I so believe that we cannot have joy or beauty without risk, but I am still uneasy about the links that Kennedy is forging here between brutality and ecstasy, religion and death. I was also uneasy because almost every sentence makes clear that she can write, that she is writing… So either she or we are being deceived.
– Tana Dineen, Openmind
ALK says: What happens when they get a psychologist to review books.

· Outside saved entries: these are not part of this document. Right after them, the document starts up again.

PR #6643, opened 2024-06-06
feat(console): implement resource running state indicators

### LINKED ISSUE #6622: feat(console): show resource status

skyrpex:
Closes #6622.


libs/wingsdk/src/simulator/simulator.ts
```diff
@@ -867,25 +919,36 @@ export class Simulator {
...
+    try {
+      const attrs = await resourceObject.init(context);
+
+      this.state[path].attrs = {
+        ...this.state[path].attrs,
+        ...attrs,
+      };
+    } catch (error: any) {
+      initError = error;
+    }
```
Chriscbr, line 932: I think there are other parts of the simulator expecting to catch and handle initialization errors - I wonder if they need to be updated somehow somehow to be compatible with this change

https://github.com/winglang/wing/blob/cdfab81a04acc494f84d01b74838e8cba72fb964/libs/wingsdk/src/simulator/simulator.ts#L279-L309

skyrpex: What I've seen is that constructs (e.g. resource.inflight.ts) swallowed their errors, emitted an error trace and returned an empty attrs object.

If we want to shut everything down if a construct fails to initialize, the UX may be impacted (e.g. no bucket can be inspected while any construct failed).

apps/wing-console/console/ui/src/features/map-view.tsx
```diff
@@ -253,9 +274,15 @@ const ConstructNode: FunctionComponent<PropsWithChildren<ConstructNodeProps>> =
...
-                highlight && "outline-4 border-sky-400 dark:border-sky-500",
+                "outline outline-0",
+                !highlight &&
+                  !hasError &&
+                  "border-slate-200 dark:border-slate-800",
+                highlight && !hasError && "border-sky-400 dark:border-sky-500",
+                highlight && "outline-4",
+                !hasError && "outline-sky-200/50 dark:outline-sky-500/50",
+                hasError &&
+                  "border-red-500 dark:border-red-800 outline-red-200/50 dark:outline-red-500/50",
```
polamoros, line 285: The contrast is not good for nodes with errors in dark mode.
image

skyrpex: It's brighter in dark mode now.

skyrpex:
I think I'm also going to bubble upwards loading statuses (e.g. a child is loading, so the parent will show loading as well).

eladb:
image

In the side panel, instead of the red dot, can we add another "Label" called "Status" with a text status and a red dot?

skyrpex:
@eladb something like this?

image

eladb:
> @eladb something like this?
> 
> image

Yes! And it should be easy to click on this and see the errors (e.g. through the log filter when it will be implemented).

eladb:
@skyrpex can you share a screen recording of how this looks with the "loading" animation? I don't see this in the preview environment.

skyrpex:
> @skyrpex can you share a screen recording of how this looks with the "loading" animation? I don't see this in the preview environment.


https://github.com/winglang/wing/assets/1077520/fcce1c97-20b0-4597-859a-1c900ed22ebe

eladb (approved):

ainvoner (approved):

God help her patients.
Hahahaha!
ABOUT THE AUTHOR
Briar Grace-Smith is of Ngāpuhi descent. She writes for theatre, television and film and her short fiction has been included in various anthologies. Her plays have toured both New Zealand and internationally. She was an inaugural recipient of the New Zealand Arts Foundation Laureate Award in 2000 and Writer in Residence at Victoria Universityin 2003. Her screenplay The Strength of Water will première in 2009. She is currently working on her first novel.